Twenty years ago, I spent Easter locked down in a concrete holding cell at CCDC—Clark County Detention Center—after being jailed on trumped-up charges by Caesars Palace, who couldn’t handle that my teammate and I had won a few thousand bucks playing Three Card Poker. From the jailhouse phone, I called Arnold Snyder, my publisher, to tell him to hold the presses to give my lawyer time to look over the manuscript for Beyond Counting, published a few months later.  Like Jesus, I consider Easter something of a professional anniversary, typically celebrated by whacking a casino game while contemplating my career goals. This weekend there won’t be any game-whacking for me (can’t say about Jesus).

Today I’m spending my Easter locked down by the CDC—Center for Disease Control and Prevention—after a supposedly trumped-up coronavirus, without the flashy gore of Ebola and smallpox, caused a real pandemic after all. For me, it was real from the beginning. Ever since my own deadly bout with a pathogen years ago, Google has been feeding me every article on Ebola, MERS, E. coli, and brain-eating amoebas. I click on them all. I needed a ventilator for over a week, and had to re-learn to walk, so the medical implications of the coronavirus are quite real to me.

For others, there are different stages of realness. Did it become more real when the virus attacked a celebrity (Tom Hanks)? An athlete (Rudy Gobert)? When the NBA shut down, and then all sports, and hence sports betting, it started to feel real to some APs. Did it get real when Ireland shut down pubs? Maybe when Canada shut down hockey? Or when China shut down casinos?

Then the ides of March brought casino closures worldwide. That’s when it got real for APs. For some, the financial impact is palpable, but they don’t realize how lucky they got, medically. I am very confident that if casinos had remained open one more week, many APs I know—or you—would have gotten infected. No big deal, you say? A virus with a roughly 1% death risk, maybe a bit less for someone under 50 years of age—ha! I don’t know if you’ve looked at a calendar lately, but most of us aren’t young anymore! On top of that, most APs are male, possibly boosting the death risk twofold. Now we’re talking about something comparable to a one-outer in poker. Have you ever been in a “1n1” game of Ultimate Texas Holdem, on the river with the dealer down to a single out to beat you? Put your life against that last card the dealer is about to flip over. If everyone at the Blackjack Ball is put up against that, one or two people die.

It’ll become more real when someone you personally know dies. I’m there. A hobbyist card counter who often played a double-deck game that I sometimes played got COVID19 and died. He was such a fixture that my crew had a nickname for him. We called him “The Futurist” due to his resemblance to Dr.
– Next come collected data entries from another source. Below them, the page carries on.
PR #4625, opened 2021-07-02
Additional cases where uses of integers are clearly not magic

StingyJack:
Per request https://community.sonarsource.com/t/s109-magic-numbers-on-attributes/15784/15

@csaba-sagi-sonarsource

### DIFF
--- a/analyzers/tests/SonarAnalyzer.UnitTest/TestCases/MagicNumberShouldNotBeUsed.cs
+++ b/analyzers/tests/SonarAnalyzer.UnitTest/TestCases/MagicNumberShouldNotBeUsed.cs
@@ -2,6 +2,7 @@
 
 namespace Tests.Diagnostics
 {
+    using System.Runtime.Caching;
     public class ValidUseCases
     {
         private const int MAGIC = 42;
@@ -27,10 +28,20 @@ namespace Tests.Diagnostics
             }
 
             const int VAL = 15;
-
+            
             Console.Write("test");
         }
 
+        /// <summary>
+        ///     A five minute sliding expiration 
+        /// </summary>
+        public static CacheItemPolicy FiveMinSlide => new CacheItemPolicy {SlidingExpiration = new TimeSpan(0, 5, 0)};
+
+        /// <summary>
+        ///     A five minute absolute expiration
+        /// </summary>
+        public static CacheItemPolicy FiveMinAbs => new CacheItemPolicy {AbsoluteExpiration = DateTime.Now.AddMinutes(5)};
+        
         public override int GetHashCode()
         {
             return MY_VALUE * 397;


StingyJack:
An additional possible case is present in https://referencesource.microsoft.com/#system.web/Security/SQLMembershipProvider.cs,1039

I had been porting some of this to .net core and because the stored procedure returns a selection of variables, the resulting field names in the SqlDataReader are all `""` and the values can only be retrieved using an index. I dont know whats worse, leaving it as it is, or creating a bunch of constants like `const int ResultSetColumnOrdinal_Password = 0`. Neither seem appealing.

analyzers/tests/SonarAnalyzer.UnitTest/TestCases/MagicNumberShouldNotBeUsed.cs
```diff
@@ -27,10 +28,20 @@ public ValidUseCases()
...
             const int VAL = 15;
-
+            
             Console.Write("test");
         }
 
+        /// <summary>
+        ///     A five minute sliding expiration 
+        /// </summary>
+        public static CacheItemPolicy FiveMinSlide => new CacheItemPolicy {SlidingExpiration = new TimeSpan(0, 5, 0)};
```
andrei-epure-sonarsource, line 38: indeed DateTime APIs could be considered as well-known cases. The problem is how to avoid having to maintain such a list, we would need to find something generic enough.

andrei-epure-sonarsource (commented):
Thanks @StingyJack 

We've discussed internally and created an issue with the cases we'd like to cover: https://github.com/SonarSource/sonar-dotnet/issues/4737

analyzers/tests/SonarAnalyzer.UnitTest/TestCases/MagicNumberShouldNotBeUsed.cs
StingyJack: if parameter name is the name of a specific time measurement ("day" "month" "year", etc), then the usage of a literal has an obvious, specific, and easy to understand meaning and is thus not "magic".

StingyJack: The same would be true for "Order"

Corniel: May be first go back to the drawing board, and think of what to support first?

StingyJack: @Corniel  as a user of sonarcloud, I want it to report when a literal number has been used in a place where its not obvious what that number's meaning is.

Corniel: @StingyJack I got that point. This a pull request. I saw that @andrei-epure-sonarsource already made an issue to discuss the fllow up: #4737

StingyJack: Then I'm not sure what you're looking for here from me

Corniel: @StingyJack Well, I'm just a volunteer, but I would think that your input on what should not be considered magical numbers would help. As @andrei-epure-sonarsource andrei-epure-sonarsource mentioned, the challenge is to come with generic constraints, instead of some types that should be excluded, as the maintenance cost is high for those.

andrei-epure-sonarsource: I initially asked for a PR with test cases on the community forum, hence this PR.
I will close this PR in  favor of #4737.
Thanks @StingyJack for the discussion and this PR.

andrei-epure-sonarsource:
I will close this PR in favor of #4737.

Michio Kaku, a scientist who is popular for his conjectures about the future. I suppose I didn’t personally know The Futurist. If you had asked him if he knew me, he would surely have said no, or he would have just said that I’m a local gambler he recognizes. I knew his name and his game, though, so that’s pretty close in my world.

The Futurist would always sit at third base on DD, playing one or two spots, always enjoying himself, especially when betting the Lucky Ladies in unison with other counters at the table. He probably enjoyed the camaraderie of it all more than whatever money could be made off that game. He was a friendly fellow, and he so consistently anchored that band of counters that it became a bit unnerving to occasionally see that table deadspread on a weekend afternoon.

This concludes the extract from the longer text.